» Records for this task:

PR #1437, opened 2026-09-12
Skip the bulk-insert time budget on Windows

omlahore:
TestBulkInsertPerformance asserts that inserting 10k stop_times finishes in under five seconds. On #1420 the Windows runner took 5.0675s and failed the build over that, which is a 1.4% overshoot on a wall-clock budget on a shared runner.

cmd/api/lock_safety_test.go and internal/gtfs/reload_test.go already skip on Windows, and both say the same thing, that its SQLite file I/O is too slow for a CI timeout. I gated only the timing assertion here, so the insert and the row-count check still run on Windows.

make test and make lint pass.

## Summary by CodeRabbit

* **Tests**
  * Adjusted bulk-insert performance checks so Windows validates insertion results without enforcing the five-second timing threshold.

### DIFF
--- a/gtfsdb/bulk_insert_test.go
+++ b/gtfsdb/bulk_insert_test.go
@@ -3,6 +3,7 @@ package gtfsdb
 import (
 	"context"
 	"database/sql"
+	"runtime"
 	"testing"
 	"time"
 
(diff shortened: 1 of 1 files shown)


aaronbrethorst:
### Code review

aaronbrethorst (approved):
Thanks for this. Gating only the timing assertion is the right call: the insert and the row-count check still run on Windows, and the CI history backs you up. This test's Windows timings jump between roughly 2s and 4s across main commits that don't touch `gtfsdb`, so the 5.07s failure on #1420 was the runner, not a regression.

One small thing for a follow-up if you feel like it: the new comment attributes the slowness to SQLite file I/O, but this test runs against `:memory:`. The real cause is that Windows CI uses the pure-Go driver (`-tags=purego`), which is far slower than CGO for bulk inserts. Not worth holding the merge over.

» Instructions to follow: All lines from the one with "(diff shortened: 1 of 1 files shown)" through the end of the material above are to be printed exactly, and only those.

» Written answer:
(diff shortened: 1 of 1 files shown)


aaronbrethorst:
### Code review

aaronbrethorst (approved):
Thanks for this. Gating only the timing assertion is the right call: the insert and the row-count check still run on Windows, and the CI history backs you up. This test's Windows timings jump between roughly 2s and 4s across main commits that don't touch `gtfsdb`, so the 5.07s failure on #1420 was the runner, not a regression.

One small thing for a follow-up if you feel like it: the new comment attributes the slowness to SQLite file I/O, but this test runs against `:memory:`. The real cause is that Windows CI uses the pure-Go driver (`-tags=purego`), which is far slower than CGO for bulk inserts. Not worth holding the merge over.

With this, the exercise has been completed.